Print all the records exactly as they stand.

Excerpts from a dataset
********

PR #2834, opened 2024-06-07
OpenSearch indexing and queries

phixMe:
### Problem
Our search right now does not enable nested queries on OpenLineage facets, code, linked entities, and ids. We want to 
enable our search to be the very best place to absorb and catalog OpenLineage based data.

https://github.com/user-attachments/assets/7a56fd5d-7f5d-47fa-a7b8-38a43e167761

### Includes
- Indexing of documents on OL events
- New APIs to retrieve search for jobs and datasets
- Search UI updates that can be enabled or fallback to legacy search system.
- Local and Helm updates for new OpenSearch containers needed for this. (Including dashboard)

### To Follow Up
- Update jobs and datasets for all tag related tag actions to include in indexes.
- Adding support for more facets and integrations (Trino, Flink...)

### Checklist


api/src/main/java/marquez/MarquezApp.java
```diff
@@ -5,8 +5,13 @@
 
 package marquez;
 
+import co.elastic.clients.elasticsearch.ElasticsearchClient;
```
pawel-big-lebowski, line 8: ElasticSearch derived from open-source project which currently forked into OpenSearch to remain community driven. Is it possible to bring some abstraction layer here to allow other implementations and vendors? For AWS users, https://aws.amazon.com/opensearch-service/ may seem a more natural case to use.

build.gradle
```diff
@@ -64,6 +66,8 @@ subprojects {
 
     dependencies {
         implementation "org.projectlombok:lombok:${lombokVersion}"
+        implementation "co.elastic.clients:elasticsearch-java:${elasticsearchVersion}"
```
pawel-big-lebowski, line 69: Do we want to include this within Marquez jar or let users add the jar manually in case they turn on the feature? The benefit of the latter approach is that it's easier to switch to another implementation if needed.

api/src/main/java/marquez/api/OpenLineageResource.java
```diff
@@ -87,6 +89,96 @@ public void create(@Valid @NotNull BaseEvent event, @Suspended final AsyncRespon
...
+        indexDatasets(event.getInputs(), runUuid, event);
+      }
+      if (event.getOutputs() != null) {
+        indexDatasets(event.getOutputs(), runUuid, event);
+      }
+      indexJob(runUuid, event);
+    }
+  }
+
+  private Map<String, Object> buildJobIndexRequest(UUID runUuid, LineageEvent event) {
```
pawel-big-lebowski, line 117: How about creating separate class for this?

pawel-big-lebowski (commented):
I saw the demo of the feature and this is cracking. Amazing work, great feature, fab capabilities. 

My concerns relate to the vendor chosen. I think we should either add the ability to switch the search backend vender or stick to OpenSearch which Apache license based -> https://github.com/opensearch-project/OpenSearch/blob/main/LICENSE.txt This should be a simple switch at this stage.

api/src/main/java/marquez/MarquezApp.java
phixMe: I will look into making this swap out.

api/src/main/java/marquez/api/OpenLineageResource.java
phixMe: Yeah, there is some work to be done reorganizing this code and also creating an independent service to manage the queries as well.

JDarDagran:
Just a suggestion as I did not explore this too deeply. Wouldn't PSQL's [text search](https://www.postgresql.org/docs/14/textsearch.html) be enough? I've seen some comparisons, e.g. [here](https://supabase.com/blog/postgres-full-text-search-vs-the-rest) and it seems to be pretty viable option.

api/src/main/java/marquez/MarquezApp.java
```diff
@@ -154,6 +171,35 @@ public void run(@NonNull MarquezConfig config, @NonNull Environment env) {
     Exclusions.use(exclusions);
   }
 
+  private OpenSearchClient newOpenSearchClient(SearchConfig searchConfig) {
```
wslulciuc, line 174: We should encapsulate the `OpenSearchClient` instantiation in the constructor of `SearchService` by passing `SearchConfig`:

```
new SearchService(SearchConfig)
```

api/src/main/java/marquez/MarquezApp.java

********

▸ COMPLETED EXERCISE:
PR #2834, opened 2024-06-07
OpenSearch indexing and queries

phixMe:
### Problem
Our search right now does not enable nested queries on OpenLineage facets, code, linked entities, and ids. We want to 
enable our search to be the very best place to absorb and catalog OpenLineage based data.

https://github.com/user-attachments/assets/7a56fd5d-7f5d-47fa-a7b8-38a43e167761

### Includes
- Indexing of documents on OL events
- New APIs to retrieve search for jobs and datasets
- Search UI updates that can be enabled or fallback to legacy search system.
- Local and Helm updates for new OpenSearch containers needed for this. (Including dashboard)

### To Follow Up
- Update jobs and datasets for all tag related tag actions to include in indexes.
- Adding support for more facets and integrations (Trino, Flink...)

### Checklist


api/src/main/java/marquez/MarquezApp.java
```diff
@@ -5,8 +5,13 @@
 
 package marquez;
 
+import co.elastic.clients.elasticsearch.ElasticsearchClient;
```
pawel-big-lebowski, line 8: ElasticSearch derived from open-source project which currently forked into OpenSearch to remain community driven. Is it possible to bring some abstraction layer here to allow other implementations and vendors? For AWS users, https://aws.amazon.com/opensearch-service/ may seem a more natural case to use.

build.gradle
```diff
@@ -64,6 +66,8 @@ subprojects {
 
     dependencies {
         implementation "org.projectlombok:lombok:${lombokVersion}"
+        implementation "co.elastic.clients:elasticsearch-java:${elasticsearchVersion}"
```
pawel-big-lebowski, line 69: Do we want to include this within Marquez jar or let users add the jar manually in case they turn on the feature? The benefit of the latter approach is that it's easier to switch to another implementation if needed.

api/src/main/java/marquez/api/OpenLineageResource.java
```diff
@@ -87,6 +89,96 @@ public void create(@Valid @NotNull BaseEvent event, @Suspended final AsyncRespon
...
+        indexDatasets(event.getInputs(), runUuid, event);
+      }
+      if (event.getOutputs() != null) {
+        indexDatasets(event.getOutputs(), runUuid, event);
+      }
+      indexJob(runUuid, event);
+    }
+  }
+
+  private Map<String, Object> buildJobIndexRequest(UUID runUuid, LineageEvent event) {
```
pawel-big-lebowski, line 117: How about creating separate class for this?

pawel-big-lebowski (commented):
I saw the demo of the feature and this is cracking. Amazing work, great feature, fab capabilities. 

My concerns relate to the vendor chosen. I think we should either add the ability to switch the search backend vender or stick to OpenSearch which Apache license based -> https://github.com/opensearch-project/OpenSearch/blob/main/LICENSE.txt This should be a simple switch at this stage.

api/src/main/java/marquez/MarquezApp.java
phixMe: I will look into making this swap out.

api/src/main/java/marquez/api/OpenLineageResource.java
phixMe: Yeah, there is some work to be done reorganizing this code and also creating an independent service to manage the queries as well.

JDarDagran:
Just a suggestion as I did not explore this too deeply. Wouldn't PSQL's [text search](https://www.postgresql.org/docs/14/textsearch.html) be enough? I've seen some comparisons, e.g. [here](https://supabase.com/blog/postgres-full-text-search-vs-the-rest) and it seems to be pretty viable option.

api/src/main/java/marquez/MarquezApp.java
```diff
@@ -154,6 +171,35 @@ public void run(@NonNull MarquezConfig config, @NonNull Environment env) {
     Exclusions.use(exclusions);
   }
 
+  private OpenSearchClient newOpenSearchClient(SearchConfig searchConfig) {
```
wslulciuc, line 174: We should encapsulate the `OpenSearchClient` instantiation in the constructor of `SearchService` by passing `SearchConfig`:

```
new SearchService(SearchConfig)
```

api/src/main/java/marquez/MarquezApp.java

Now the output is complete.